Insights - inspecting ML models¶

In [31]:
simple_importances = backtest.predictors_importances['simpleImportances']
simple_importances = sorted(simple_importances, key = lambda i: i['importance'], reverse=True) 

simple_importances = pd.DataFrame.from_dict( simple_importances )

simple_importances
Out[31]:
importance predictorName
0 55.16 UNITS
1 20.42 Peak Period
2 7.83 Black Friday
3 7.61 Christmas
4 7.07 Max_TEMP_C
5 1.39 Clouds
6 0.52 Min_TEMP_C
In [32]:
fig = go.Figure()

fig.add_trace(go.Bar( x = simple_importances['predictorName'],
                      y = simple_importances['importance'] )
             )

fig.update_layout(
        title='Simple importances'
)

fig.show()
In [33]:
fig = go.Figure()

fig.add_trace(go.Bar( x = extended_importances[ extended_importances['time'] == '[1]' ]['termName'],
                      y = extended_importances[ extended_importances['time'] == '[1]' ]['importance'] )
             )

fig.update_layout(
        title='Importances for the 1st day of prediction horizon'
)

fig.show()

fig = go.Figure()

fig.add_trace(go.Bar( x = extended_importances[ extended_importances['time'] == '[2]' ]['termName'],
                      y = extended_importances[ extended_importances['time'] == '[2]' ]['importance'] )
             )

fig.update_layout(
        title='Importances for the 2nd day of prediction horizon'
)

fig.show()

Evaluation of results¶

Results for out-of-sample interval.

In [34]:
fig = go.Figure()

fig.add_trace( go.Scatter(x=evaluation_data.index, y=evaluation_data[ target_column ].values, name='Actual', line_shape='linear'))

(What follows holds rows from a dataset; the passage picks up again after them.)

PR #514, opened 2016-10-22
GRBL v1.1 Jog Mode + UI Changes

winder:
Lots of changes to consolidate duplicate jogging code in the core and platform projects. They are now both using the same UI element as well.

Once the code was cleaned up, support for the new `$J=` mode was added. It is only enabled with supported versions of GRBL ( >= v1.1).

The UI now lets you use separate step sizes for XY and Z, and lets you configure the feed rate.

jog_panel

jog_mode


winder:
I'm trying out making a pull request for larger changes like this.

jahnj0584:
Can you remove the box with the " in it and instead use it for" common jog increments" like 0.1/1/10/100?

winder:
@jahnj0584 I was thinking about doing something like that, but it might make the jog widget a lot larger since it would potentially need 3 sets of the common increment selectors. Maybe I can make a separate widget to try this out. Here are a couple other UIs that I'm looking at for inspiration. With the exception of pronterface (which I don't like) all of these look larger than the jog panel in UGS:

grbl-panel
pronterface
repetier-host-osx
repetier-host-windows

jahnj0584:
I wouldn't use feed rate there, and then put the selection choices under
the Z buttons so it's the same height as the Y-/+ buttonz

Encarnacao:
whats the mm and the "" new square, i notice now when first connect machine im not able to use keyboard for jog

kardinal7:
is it possible to bind some keys to use for jogging. like in the classic UI up/down/left/right/PageDown/PageUp. 
I think it's only missing the homing and the XY step size and the Z step size.
I was checking and the possibility to jog the machine with a game controller is great.

winder:
@kardinal7 yes it is! In the preferences under keymap:
 
screen shot 2017-02-10 at 6 41 25 pm

kardinal7:
That's awesome. Thanks, I didn't check the options.... in windows it appears the standard shortcuts with meta+up. What is the META key?

winder:
@kardinal7 It might be the windows button, I'm not sure though. Looking at the netbeans documentation it mentions `Do not use the Meta key (the Command key on the Macintosh platform) for a keyboard shortcut, except as an alternate for Control. It is not available on some target platforms`

So maybe I should change the default to ctrl. You should be able to set it to whatever you like, good luck with the joystick.

jahnj0584:
All you need is xpadder

https://youtu.be/Y-erKT4zRlY

PR #611, opened 2017-03-30
Update MacroService.java

linno60:
copywrite -> copyright


winder:
Wow, every file is like that since the beginning of this project.

PR #475, opened 2015-07-14
(RK-142) Add machine readable format options to "deploy display"

scotje:
This may merit some test coverage at this point...

### DIFF
--- a/lib/r10k/cli/deploy.rb
+++ b/lib/r10k/cli/deploy.rb
@@ -88,6 +88,7 @@ try to deploy the given module names in all environments.
 
           flag :p, :puppetfile, 'Display Puppetfile modules'
           flag nil, :detail, 'Display detailed information'
+          required nil, :format, 'Display output in a specific format. Valid values: json, yaml. Default: yaml'
 
           runner R10K::Action::CriRunner.wrap(R10K::Action::Deploy::Display)
         end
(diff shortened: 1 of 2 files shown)


scotje:
Thinking about just removing the "legacy" output format entirely and making "yaml" the default. Only question is whether anyone has integrated against the legacy pseudo-yaml output already and if it's worth preserving for that case.

lib/r10k/cli/deploy.rb
```diff
@@ -88,6 +88,7 @@ def self.command
 
           flag :p, :puppetfile, 'Display Puppetfile modules'
           flag nil, :detail, 'Display detailed information'
+          optional nil, :format, 'Display output in a specific format. Valid values: json, yaml', :argument => :required
```
adrienthebo: This can be `required` instead of `optional`, which drops the need to have `:argument => :required`

scotje: Ah ok, yeah I found the documentation around that part of Cri a little thin....

adrienthebo:
I think we should drop the legacy format; it's really crufty and the YAML/JSON outputters give people a real, parseable format.

scotje:
Pushed a new commit, if that looks good I can squash it so we can merge.

adrienthebo:
:+1:, squash it and I'll merge it.

scotje:
squashed

PR #479, opened 2015-07-27
cli/puppetfile: add moduledir and puppetfile

rowleyaj:
These options appear to already be handled by the action.
Surfacing them at the command level so they can be used

### DIFF
--- a/lib/r10k/cli/puppetfile.rb
+++ b/lib/r10k/cli/puppetfile.rb
@@ -31,8 +31,8 @@ Puppetfile (http://bombasticmonkey.com/librarian-puppet/).
           usage   'install'
           summary 'Install all modules from a Puppetfile'
 
-          # @todo add --moduledir option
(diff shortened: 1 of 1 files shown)


rowleyaj:
@adrienthebo is anything else required from me to pose this for review? It looked like it was a wanted change as there was todo items in the code for it. I think the deprecated part was pulling this settings from env vars, but I may have misunderstood and the functionality as a whole was deprecated.

adrienthebo:
@rowleyaj sorry for the delay - this looks good, and I should be able to merge this as-is and just got bogged down. With luck I'll be able to get to it shortly. Again, sorry for the delay and thanks for both the contribution and your patience!

adrienthebo:
Merged into master in 221c7df; this should be released in 2.1.0. Thanks for the contribution!

rowleyaj:
Thanks @adrienthebo :)

PR #480, opened 2015-07-30
Update the quickstart for Puppet 4

branan:
This brings the quickstart up-to-date for PC1/puppet 4.

It tosses the documentation for puppet 3 entirely - I'd be happy to bring parts of that back as a separate "getting r10k working on puppet 3" document, but I think the quickstart needs to stay focused and simple. There are enough differences between the versions that trying to talk about them both at each step made the guide hard to follow.


doc/dynamic-environments/quickstart.mkd
```diff
@@ -3,22 +3,21 @@
 This intent of this document is to serve as a basic guide for getting started with r10k and a fresh Puppet installation, including the following:
 
 * Installing Puppet and its dependencies
```
adrienthebo, line 5: This document implicitly assumes that we're installing Puppet 4, could you call that out here?

branan, line 5: How about changing two lines up to "getting started with r10k and the latest Puppet version", so we don't have to keep bumping a number?

adrienthebo, line 5: I'm fine with specifying "Puppet 4 and greater", but it's worthwhile saying that this won't work at all for Puppet 3.x.

adrienthebo, line 5: Branannnnnnn

hey

hey

BRANAN

Wanna fix this?

adrienthebo, line 5: @branan please don't make me fix this one up by hand :(

doc/dynamic-environments/quickstart.mkd
```diff
@@ -3,22 +3,23 @@
...
-* Installing Hiera and its dependencies.
 * Installing r10k and its dependencies
 * Configuring all components to support r10k
 * Configuring your git repository and initial files
 
+This document is based around Puppet 4+, specifically using the Puppet Collection repositories provided by Puppet Labs.
```
branan, line 10: How's this look?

fig.add_trace( go.Scatter(x=evaluation_data.index, y=evaluation_data[ target_column+'_pred'].values, name='Predicted', line_shape='linear'))

fig.update_layout( autosize=False, width=1200, height=500 )

fig.show()

Accuracy metrics for the 2nd day.

In [35]:
backtest.aggregated_predictions[1]['accuracyMetricsForHorizons']['S+2']
Out[35]:
{'MAE': 1422.5082361228722,
 'MSE': 3534266.9658089527,
 'MAPE': 342.0953718480556,
 'RMSE': 1879.9646182332667}

Summary¶

We demonstrated how TIM can (with default settings) predict product demand even in times with vast structural changes (Covid-19 lockdowns).

To improve accuracy even more, we recommend enhancing dataset with predictors linked with relevant marketing activity/plans (e.g. campaign for specific product in given area etc.).